PR #24, opened 2022-03-17
Add tests for base repository

JulianRoesner:
# Short Description
This adds tests for base repository. Furthermore, I added the raising of an error if an entity could not be found in the database.

# Changes
- Added tests for base repository
- Added tests for the InfrastructureModule
- Removed the injection in the init of the Repository as this is not needed.

# Feedback
- Do you see any problems with the implementation?
- Do you see any missing tests?
- I wanted to the test the injections using the infrastructure module. However, I could not get the interface binding to work. Any ideas why that is?


tests/infrastructure/sqlalechemy/repositories/test_base_repository.py
```diff
@@ -0,0 +1,198 @@
...
+        schema_object = MockSchema(**mock_object.dict(), job_id=job_id)
+        transactional_session.add(schema_object)
+        transactional_session.commit()
+
+        found_entity = MockBaseRepository(db_connection=transactional_session).get_by_job_id(job_id)
+
+        assert found_entity == mock_object
+
+    def test_if_entity_not_in_database_then_raise_exception(self, transactional_session):
+        mock_object = MockDomainModel(payload={'endboss': 'Melkor'})
```
punknoir101, line 138: mock_object not used

tests/infrastructure/sqlalechemy/repositories/test_base_repository.py
```diff
@@ -0,0 +1,198 @@
...
+
+        assert len(transactional_session.query(MockSchema).all()) == 0
+
+    def test_if_entity_not_in_database_then_raise_error(self, transactional_session):
+        mock_object = MockDomainModel(payload={'endboss': 'Melkor'})
+        schema_object = MockSchema(**mock_object.dict())
+
+        with pytest.raises(EntityNotFoundError):
+            MockBaseRepository(db_connection=transactional_session).delete(schema_object.id)
+
```
punknoir101, line 198: Wouldn't it be enough to test the erica repository?

erica/infrastructure/sqlalchemy/repositories/erica_request_repository.py
```diff
@@ -0,0 +1,20 @@
...
+from erica.infrastructure.sqlalchemy.erica_request_schema import EricaRequestSchema
+from erica.infrastructure.sqlalchemy.repositories.base_repository import BaseRepository
+
+
+class EricaRequestRepository(
+    BaseRepository[EricaAuftrag, EricaRequestSchema],
+    EricaRequestRepositoryInterface,
+    ABC
+):
+    def __init__(self, db_connection: Session):
```
punknoir101, line 17: You have removed the injection here - why?

erica/infrastructure/sqlalchemy/repositories/erica_request_repository.py
```diff
@@ -0,0 +1,20 @@
+from abc import ABC
+
+import injector as injector
```
punknoir101, line 3: If you remove the injection you can remove this import as well.

erica/infrastructure/sqlalchemy/repositories/erica_request_repository.py
JulianRoesner: When we inject the db_connection in the InfrastructurModule we do not need it here. Furthermore, when we inject as a default value this leads to some problems:
- It's harder to mock it because, when we use the ericaRequestRepository in the tests without an opyoid configuration this will always set the connection to the one implied here. This lead to some errors in the code
- In python the default value can act as a singleton if it is an object. For the session that is fine but for other parts this can be problematic

tests/infrastructure/test_infrastructure_module.py
```diff
@@ -0,0 +1,14 @@
...
+from erica.infrastructure.sqlalchemy.repositories.erica_request_repository import EricaRequestRepository
+
+
+class TestInfrastructureModule:
+
+    def test_if_used_to_inject_erica_req_repository_then_db_connection_correct_injected(self):
+        injector = Injector([InfrastructureModule()])
+        erica_request_repository = injector.inject(EricaRequestRepository)
+
+        assert erica_request_repository.db_connection.bind == DatabaseSessionProvider().get().bind
```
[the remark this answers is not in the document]
JulianRoesner: Yes, this would be tested via integration, too. However, I think there are two reasons why I would test that here:

- It makes it easier to debug. If the integration test fails, it takes time to figure out why something does not work. These tests give us the confidence that using the InfrastructureModule everything is correctly injected and that changes to some parts of the infrastructure does not lead to any problems with this. 
- Tests should always also be a way to document how we intend that our code is used. The usage of the opyoid library is not really straightforward. It took me quite some time (and these tests tbh) to figure out how it works. I would hope that this makes that more easy

erica/infrastructure/sqlalchemy/repositories/base_repository.py
```diff
@@ -30,19 +37,34 @@ def get(self, skip: int = 0, limit: int = 100) -> List[T]:
...
+        return entity
 
     def update(self, entity_id: UUID, model: BaseModel) -> T:
-        current = self.db_connection.query(self.DatabaseEntity).filter(self.DatabaseEntity.id == entity_id)
+        current = self._get_by_id(entity_id)
         current.update(model.dict())
         self.db_connection.commit()
-        updated = self.db_connection.query(self.DatabaseEntity).filter(self.DatabaseEntity.id == entity_id).first()
+
+        updated = self.get_by_id(entity_id)
```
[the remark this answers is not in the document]
JulianRoesner: Thanks for catching that. It is actually the wrong method because we should use the `get_by_job_id` method here.

tests/infrastructure/sqlalechemy/repositories/test_base_repository.py
JulianRoesner: Yes, we could also do that. However, as the implementation is in the base repository, imo it made more sense to test the base repository and then only add tests for special implementation of the erica repository

Pipfile
```diff
@@ -34,6 +34,7 @@ flake8 = "*"
 invoke = "*"
 xmldiff = "*"
 requests = "*"
+pytest-frozen-uuids = "*"
```
SannyNguyenHung, line 37: We don't use that library or?

SannyNguyenHung (commented):
LGTM! Just one comment :+1:

SannyNguyenHung (approved):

PROMPT →
Which lines above contain the word "MockBaseRepository"? Copy all of them.

ANSWER BELOW →
+        found_entity = MockBaseRepository(db_connection=transactional_session).get_by_job_id(job_id)
+            MockBaseRepository(db_connection=transactional_session).delete(schema_object.id)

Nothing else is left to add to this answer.